● **EXERCISE OBJECTIVE**: For each line below that holds the word "ArtistEntityFactory", make a copy.

● **GIVEN INFORMATION**:
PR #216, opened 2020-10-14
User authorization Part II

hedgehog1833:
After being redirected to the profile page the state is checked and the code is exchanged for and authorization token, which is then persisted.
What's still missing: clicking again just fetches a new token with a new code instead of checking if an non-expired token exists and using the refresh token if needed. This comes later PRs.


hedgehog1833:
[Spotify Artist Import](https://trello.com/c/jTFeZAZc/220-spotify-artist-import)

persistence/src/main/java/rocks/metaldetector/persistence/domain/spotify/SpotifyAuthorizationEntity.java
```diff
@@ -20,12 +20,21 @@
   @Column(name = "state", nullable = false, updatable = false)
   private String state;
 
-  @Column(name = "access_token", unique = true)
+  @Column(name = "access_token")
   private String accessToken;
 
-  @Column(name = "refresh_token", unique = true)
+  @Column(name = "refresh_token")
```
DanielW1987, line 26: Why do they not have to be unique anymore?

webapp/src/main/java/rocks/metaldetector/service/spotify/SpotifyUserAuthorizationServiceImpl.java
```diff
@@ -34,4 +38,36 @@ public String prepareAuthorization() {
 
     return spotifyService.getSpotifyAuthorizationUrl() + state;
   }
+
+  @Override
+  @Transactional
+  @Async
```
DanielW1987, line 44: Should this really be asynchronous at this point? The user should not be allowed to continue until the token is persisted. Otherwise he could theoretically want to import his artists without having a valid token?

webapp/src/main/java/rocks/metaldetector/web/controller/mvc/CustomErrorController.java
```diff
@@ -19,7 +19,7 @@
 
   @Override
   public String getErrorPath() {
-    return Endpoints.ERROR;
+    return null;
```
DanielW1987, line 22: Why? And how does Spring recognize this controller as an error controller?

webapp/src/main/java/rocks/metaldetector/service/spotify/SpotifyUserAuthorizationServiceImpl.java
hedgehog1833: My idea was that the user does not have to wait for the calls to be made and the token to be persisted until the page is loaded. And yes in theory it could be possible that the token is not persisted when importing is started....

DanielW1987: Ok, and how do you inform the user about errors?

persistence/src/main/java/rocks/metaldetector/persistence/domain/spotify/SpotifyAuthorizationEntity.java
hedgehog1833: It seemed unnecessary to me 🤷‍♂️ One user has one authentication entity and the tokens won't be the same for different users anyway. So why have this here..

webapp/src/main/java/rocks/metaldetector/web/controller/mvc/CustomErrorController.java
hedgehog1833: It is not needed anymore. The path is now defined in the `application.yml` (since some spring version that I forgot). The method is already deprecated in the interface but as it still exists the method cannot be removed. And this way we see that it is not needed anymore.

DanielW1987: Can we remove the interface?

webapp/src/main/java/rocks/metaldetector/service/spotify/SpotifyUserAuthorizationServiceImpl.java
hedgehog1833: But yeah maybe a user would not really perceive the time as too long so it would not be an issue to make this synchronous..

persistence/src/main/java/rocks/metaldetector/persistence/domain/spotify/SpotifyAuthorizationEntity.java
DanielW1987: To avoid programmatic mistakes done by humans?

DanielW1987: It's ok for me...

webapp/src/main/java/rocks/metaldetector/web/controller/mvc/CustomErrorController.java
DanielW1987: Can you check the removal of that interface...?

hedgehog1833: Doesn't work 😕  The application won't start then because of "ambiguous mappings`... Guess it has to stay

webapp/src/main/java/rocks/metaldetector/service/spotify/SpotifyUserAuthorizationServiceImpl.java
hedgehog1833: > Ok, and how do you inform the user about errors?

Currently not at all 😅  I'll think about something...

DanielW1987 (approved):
...
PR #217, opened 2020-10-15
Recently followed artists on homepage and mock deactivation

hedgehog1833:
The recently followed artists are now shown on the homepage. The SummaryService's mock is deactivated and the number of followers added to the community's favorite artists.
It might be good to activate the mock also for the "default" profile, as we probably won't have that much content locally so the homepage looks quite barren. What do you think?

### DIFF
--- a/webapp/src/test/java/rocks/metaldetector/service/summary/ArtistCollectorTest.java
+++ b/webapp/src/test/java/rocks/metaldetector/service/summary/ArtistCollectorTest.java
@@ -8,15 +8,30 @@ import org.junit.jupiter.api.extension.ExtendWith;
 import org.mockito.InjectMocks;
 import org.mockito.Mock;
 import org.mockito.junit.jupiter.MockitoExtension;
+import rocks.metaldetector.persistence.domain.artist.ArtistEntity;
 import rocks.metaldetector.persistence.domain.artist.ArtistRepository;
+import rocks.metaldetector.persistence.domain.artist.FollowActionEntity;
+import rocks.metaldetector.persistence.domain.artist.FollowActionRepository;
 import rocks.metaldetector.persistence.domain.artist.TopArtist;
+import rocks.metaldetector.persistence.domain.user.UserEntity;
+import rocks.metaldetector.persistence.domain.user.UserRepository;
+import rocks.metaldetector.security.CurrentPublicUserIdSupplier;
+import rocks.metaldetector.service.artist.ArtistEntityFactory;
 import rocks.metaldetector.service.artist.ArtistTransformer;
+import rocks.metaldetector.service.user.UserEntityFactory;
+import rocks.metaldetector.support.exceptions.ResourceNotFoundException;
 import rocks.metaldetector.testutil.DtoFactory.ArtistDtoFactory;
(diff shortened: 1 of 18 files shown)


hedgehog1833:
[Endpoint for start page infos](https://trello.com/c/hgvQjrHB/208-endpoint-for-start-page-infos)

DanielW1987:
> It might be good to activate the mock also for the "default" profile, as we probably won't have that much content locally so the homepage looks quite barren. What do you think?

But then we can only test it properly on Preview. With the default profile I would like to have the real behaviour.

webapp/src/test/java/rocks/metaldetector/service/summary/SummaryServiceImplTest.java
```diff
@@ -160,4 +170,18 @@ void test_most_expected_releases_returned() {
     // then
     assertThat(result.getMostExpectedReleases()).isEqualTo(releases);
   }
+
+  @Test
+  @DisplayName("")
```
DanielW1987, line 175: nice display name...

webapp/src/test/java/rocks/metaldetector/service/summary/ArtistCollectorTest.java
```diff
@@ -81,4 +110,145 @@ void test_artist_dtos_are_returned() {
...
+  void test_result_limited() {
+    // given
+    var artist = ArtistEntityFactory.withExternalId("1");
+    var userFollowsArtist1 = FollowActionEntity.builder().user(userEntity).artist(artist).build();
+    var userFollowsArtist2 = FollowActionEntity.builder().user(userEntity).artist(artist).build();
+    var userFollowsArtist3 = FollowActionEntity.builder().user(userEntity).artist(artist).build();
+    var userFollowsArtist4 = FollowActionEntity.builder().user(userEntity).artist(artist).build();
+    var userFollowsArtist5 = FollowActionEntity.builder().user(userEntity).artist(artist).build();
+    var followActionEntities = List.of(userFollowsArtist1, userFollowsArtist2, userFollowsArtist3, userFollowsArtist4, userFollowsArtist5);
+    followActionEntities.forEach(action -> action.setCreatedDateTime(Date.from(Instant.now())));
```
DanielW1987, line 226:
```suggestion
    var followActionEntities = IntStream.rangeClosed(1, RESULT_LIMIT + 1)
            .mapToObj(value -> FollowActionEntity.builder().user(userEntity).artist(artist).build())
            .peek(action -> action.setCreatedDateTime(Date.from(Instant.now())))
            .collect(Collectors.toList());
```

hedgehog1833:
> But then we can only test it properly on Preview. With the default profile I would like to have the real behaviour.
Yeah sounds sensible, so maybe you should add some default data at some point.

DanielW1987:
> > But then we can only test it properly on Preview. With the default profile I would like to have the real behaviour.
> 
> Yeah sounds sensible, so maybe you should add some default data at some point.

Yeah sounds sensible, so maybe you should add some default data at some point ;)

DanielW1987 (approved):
* * *
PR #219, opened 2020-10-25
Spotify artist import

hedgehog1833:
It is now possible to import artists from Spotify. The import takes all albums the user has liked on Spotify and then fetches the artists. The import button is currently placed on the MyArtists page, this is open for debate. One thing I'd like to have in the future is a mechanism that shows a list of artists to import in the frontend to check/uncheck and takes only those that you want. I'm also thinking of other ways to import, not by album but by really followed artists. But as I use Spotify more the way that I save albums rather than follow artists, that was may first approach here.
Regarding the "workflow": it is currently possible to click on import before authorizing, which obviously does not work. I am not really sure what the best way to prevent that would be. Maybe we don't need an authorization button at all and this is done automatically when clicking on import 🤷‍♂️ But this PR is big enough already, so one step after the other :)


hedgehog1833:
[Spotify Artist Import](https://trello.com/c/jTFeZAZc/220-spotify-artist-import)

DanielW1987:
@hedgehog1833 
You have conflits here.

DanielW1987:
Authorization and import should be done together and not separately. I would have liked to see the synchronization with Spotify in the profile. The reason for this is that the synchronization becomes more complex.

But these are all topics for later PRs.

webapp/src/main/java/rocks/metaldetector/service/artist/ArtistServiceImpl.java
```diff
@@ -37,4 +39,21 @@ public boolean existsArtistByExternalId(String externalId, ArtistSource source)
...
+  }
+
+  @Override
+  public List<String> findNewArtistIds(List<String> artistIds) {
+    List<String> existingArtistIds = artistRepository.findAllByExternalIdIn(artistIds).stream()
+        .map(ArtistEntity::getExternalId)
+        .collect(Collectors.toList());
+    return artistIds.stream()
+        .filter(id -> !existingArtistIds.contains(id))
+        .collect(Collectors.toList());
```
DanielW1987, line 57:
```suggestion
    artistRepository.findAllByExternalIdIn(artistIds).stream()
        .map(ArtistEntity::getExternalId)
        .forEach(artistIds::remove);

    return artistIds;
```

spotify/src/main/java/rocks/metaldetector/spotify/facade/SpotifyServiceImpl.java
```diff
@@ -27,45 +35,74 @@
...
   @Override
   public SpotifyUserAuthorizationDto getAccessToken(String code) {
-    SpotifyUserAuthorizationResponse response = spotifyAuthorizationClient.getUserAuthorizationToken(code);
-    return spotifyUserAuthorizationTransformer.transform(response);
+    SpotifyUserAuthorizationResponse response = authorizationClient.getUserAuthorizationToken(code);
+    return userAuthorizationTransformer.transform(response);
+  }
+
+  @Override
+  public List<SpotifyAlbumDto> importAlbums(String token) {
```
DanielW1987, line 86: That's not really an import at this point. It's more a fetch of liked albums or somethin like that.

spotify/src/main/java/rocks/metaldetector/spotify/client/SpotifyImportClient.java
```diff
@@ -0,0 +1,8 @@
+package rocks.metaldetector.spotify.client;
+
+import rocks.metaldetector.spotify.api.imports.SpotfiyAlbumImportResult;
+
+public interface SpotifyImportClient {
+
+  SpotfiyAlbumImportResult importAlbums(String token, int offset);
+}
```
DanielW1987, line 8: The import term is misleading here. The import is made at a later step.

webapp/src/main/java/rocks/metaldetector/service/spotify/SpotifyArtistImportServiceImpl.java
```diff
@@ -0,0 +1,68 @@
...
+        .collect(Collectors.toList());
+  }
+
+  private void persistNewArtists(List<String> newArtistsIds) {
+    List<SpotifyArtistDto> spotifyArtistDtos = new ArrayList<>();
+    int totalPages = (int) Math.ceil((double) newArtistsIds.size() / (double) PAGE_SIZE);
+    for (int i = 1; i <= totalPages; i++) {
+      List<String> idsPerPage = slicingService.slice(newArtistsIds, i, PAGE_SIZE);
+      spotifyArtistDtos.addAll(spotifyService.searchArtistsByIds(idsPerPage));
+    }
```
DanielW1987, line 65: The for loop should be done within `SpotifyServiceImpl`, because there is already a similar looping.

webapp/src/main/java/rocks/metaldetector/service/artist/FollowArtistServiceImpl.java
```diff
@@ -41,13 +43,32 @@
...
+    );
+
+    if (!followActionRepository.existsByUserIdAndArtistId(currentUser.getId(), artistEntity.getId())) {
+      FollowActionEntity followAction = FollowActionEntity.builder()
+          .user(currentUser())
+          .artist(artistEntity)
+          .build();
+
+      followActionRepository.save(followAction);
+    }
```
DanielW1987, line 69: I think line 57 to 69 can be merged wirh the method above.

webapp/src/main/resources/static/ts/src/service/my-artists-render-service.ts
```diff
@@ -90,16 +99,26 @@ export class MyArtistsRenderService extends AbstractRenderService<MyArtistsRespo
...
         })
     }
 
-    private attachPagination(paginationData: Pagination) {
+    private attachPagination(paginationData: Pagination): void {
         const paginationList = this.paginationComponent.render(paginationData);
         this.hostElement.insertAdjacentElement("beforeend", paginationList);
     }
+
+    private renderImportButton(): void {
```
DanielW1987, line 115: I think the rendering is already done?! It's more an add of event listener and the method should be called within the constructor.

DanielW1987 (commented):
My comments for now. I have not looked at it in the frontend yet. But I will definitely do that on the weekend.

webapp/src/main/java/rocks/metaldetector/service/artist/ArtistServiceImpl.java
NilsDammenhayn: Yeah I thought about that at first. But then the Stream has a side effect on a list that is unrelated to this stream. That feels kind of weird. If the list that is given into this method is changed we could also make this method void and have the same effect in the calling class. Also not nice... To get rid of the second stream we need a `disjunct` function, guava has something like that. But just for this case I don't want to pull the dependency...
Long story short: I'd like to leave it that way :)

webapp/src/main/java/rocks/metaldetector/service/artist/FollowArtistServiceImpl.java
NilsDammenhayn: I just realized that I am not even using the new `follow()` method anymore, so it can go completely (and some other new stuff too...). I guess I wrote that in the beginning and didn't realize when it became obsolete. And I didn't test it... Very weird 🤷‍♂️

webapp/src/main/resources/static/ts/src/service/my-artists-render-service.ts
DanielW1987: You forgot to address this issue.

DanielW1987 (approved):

● **EXPECTED OUTPUT**:
+import rocks.metaldetector.service.artist.ArtistEntityFactory;
+    var artist = ArtistEntityFactory.withExternalId("1");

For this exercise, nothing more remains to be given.